I've searched the website but can't find one single topic devoted to this thread, so I thought I'd start one.

Is there a consensus on which type of cookware is safest? I did some research and it seems like there's always a trade-off. Here's my understanding of a few of the "good" options:

--stainless steel: generally considered very good, but if it's nicked or washed with an abrasive cleaner, it can leach nickel and chromium. Also, thin stainless doesn't distribute heat well, so the "clad" pots are better (heavier and more $)

--cast iron: can leach iron, which could be a good thing. Extra overhead to season and maintain. Heavy; may be too heavy to use if you have arm/hand strength issues.

--anodized aluminum: considered the best non-stick alternative (though some consider cast iron to be a natural non-stick). Again, avoid nicks and wash carefully. I've heard it's better to not use it on high-high heat.

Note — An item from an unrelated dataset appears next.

PR #124, opened 2020-09-29
Shields for quick links to testing & coverage results

sadielbartholomew:
Add a few new shields to the README to make accessible from a single click the:

* latest coverage reports and visualisations of those; &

Anyway, what are you using? We've been given a set of very nice anodized aluminum cookware. I'm wondering if we should exchange it for stainless. (or maybe mix and match; use stainless for things that aren't likely to stick; anodized for sticky stuff). Thoughts???? 

Comments

  • susan_02143
    susan_02143 Member Posts: 7,209
    edited June 2012

    I have a combination of All-Clad, Lodge cast iron, and coated cast iron. I started collecting these pieces in my 20's since they cook better than the cheaper pots marketed to first-time buyers. My husband brought one non-stick pan into the relationship which he uses for eggs. We replace that pan every two years or so; the minute we see any degradation.

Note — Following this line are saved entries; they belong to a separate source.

PR #137, opened 2020-10-20
Workflow to create and test source dist for all PRs

### LINKED ISSUE #136: Separate Action workflow to test on new source distribution
In the lead up to release 3.7.0 we observed several sub-tests throw errors when run against a freshly-created source distribution (i.e. via `python setup.py sdist` then `./test_release <vn>`), even though they passed when the test suite ran against the git repo codebase (i.e. via `python run_tests.py` in the `cf/test/` dir).

In order to spot any such errors as they arise instead of only at release time, we can have an Actions workflow job which will run the source distribution test (just for one platform and Python version I think, no need to run it for each matrix combo).

This work will also help towards #134.

sadielbartholomew:
Closes #136 by adding a new workflow to run a pair of jobs, one for each of the latest OSs (Ubuntu & Mac OS), both with Python 3.7 as a representative version, where each job:

1. sets up the required cf-python environment by installing dependencies etc.;
2. creates the source dist from the state of the checked-out codebase;
3. (and ultimately) tests the source dist via `./test_release <vn>`.

I am putting this in via PR instead of pushing the commit because I want to check the new two jobs run and triggering is set only for PR, not for pushes (there is no need to test the sdist that often as the results shouldn't vary *too* much from the standard test suite results, if at all). I don't expect the jobs to succeed, however (as there are errors still under investigation which are likely to fail at least one job and then the rest will be cancelled automatically).

### DIFF
--- a/.github/workflows/run-test-suite.yml
+++ b/.github/workflows/run-test-suite.yml
@@ -140,5 +140,5 @@ jobs:
     # End with a message indicating the suite has completed its run
     - name: Notify about a completed run
       run: |
-        echo The cf-python test-suite has completed and you may now
+        echo The cf-python test suite has completed and you may now
         echo inspect the results.
--- a/.github/workflows/test-source-dist.yml
+++ b/.github/workflows/test-source-dist.yml
@@ -1,0 +1,109 @@
+# A GitHub Action to test a source distribution created from the repo state.
+name: Test source distribution
+
+# Triggers the workflow on PR events for the master branch (only)
+on:
+  pull_request:
+    # 'reopened' enables manual retrigger via close & re-open. Disable for all
+    # edits to manage limited resource (PRs often change before merge-ready).
+    types: [opened, reopened, ready_for_review]
+    branches:
+      - master
+
+jobs:
+  source-dist-test:
+    # Set-up the build matrix.
+    # Note: only use one Python version, but it is easier to update in future
+    # by setting it here and refering to it as ${{ matrix.python-version }}.
+    strategy:
+      matrix:
+        os: [ubuntu-latest, macos-latest]
+        python-version: [3.7]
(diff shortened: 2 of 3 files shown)


sadielbartholomew:
Eight jobs have just started running, including the two new ones to test the sdist, so all is good with respect to the aim of this PR. I will just wait to see the job outputs before merging, as they will help towards diagnosing some errors and hanging of tests we are seeing and trying to fix.

sadielbartholomew:
I forgot I need to change directory to get to the cf-python repo root dir given we check out both the cf-python and cfdm repos into the workspace for these jobs. So the the `test_release` was not found.

I've corrected this now and will close-open to re-trigger.

sadielbartholomew:
Another fix added: the slightly contrived command I used to get the version required to test on the right sdist required cf-python to be installed, but I forgot I had removed the `pip install` command to install it so that the cf

sadielbartholomew:
The jobs succeeded very quickly. It turns out the script didn't have the exit status of the test run, and was failing early due to not having `cfunits` & possibly other libraries installed. I forgot that some dependencies aren't installed from the conda channels such that `pip install -e .` was also getting some dependencies.

I've set the script exit code and added a line to install the dependencies without installing cf-python itself. The jobs should now run and report appropriately (with failure status expected). Final re-trigger hopefully...

sadielbartholomew:
All is good to merge with the current Actions check results: though most jobs are hanging and getting cancelled after the maximum job run time the job logs show that the pair of sdist test jobs are creating the sdist and running the tests on it.

I am looking into the cause of the hanging jobs and will fix that separately. I'll try to do that locally where we also see hanging on the sdist (but not standard codebase) testing as hanging jobs are rather wasteful on limited Actions resource minutes.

    I have never had a nick on my All-Clad stainless. If you use Barkeepers scrub for the few times you have hard to remove bits, your high quality stainless should last your lifetime, your child's lifetime, and your grandchild's lifetime.

    I use these materials because they help me produce good food. Turns out that they are also the best for our bodies as well.

    Hope this helps,

    *susan* 

  • kira1234
    kira1234 Member Posts: 3,091
    edited June 2012

    I use cast iron most of the time now. It also has the added bonus it gives me a bit of iron every time we use it. I keep it treated and have little trouble with things sticking. Just remember to get it good and hot before putting eggs and the like in so they won't stick.

  • Moderators
    Moderators Member Posts: 25,912
    edited June 2012

    Hi Peggy_j and all,

    Dr. Marisa Weiss, Breastcancer.org's president and founder, addresses this issue in her January 2011 Think Pink, Live Green column post Pondering Pots and Pans.

    Happy reading!

    --The Mods

  • peggy_j
    peggy_j Member Posts: 1,700
    edited June 2012

    Awesome! Thanks everyone for the quick responses. I need to make a decision on these pots next week so I appreciate the fast replies. (keep 'em coming). Cheers!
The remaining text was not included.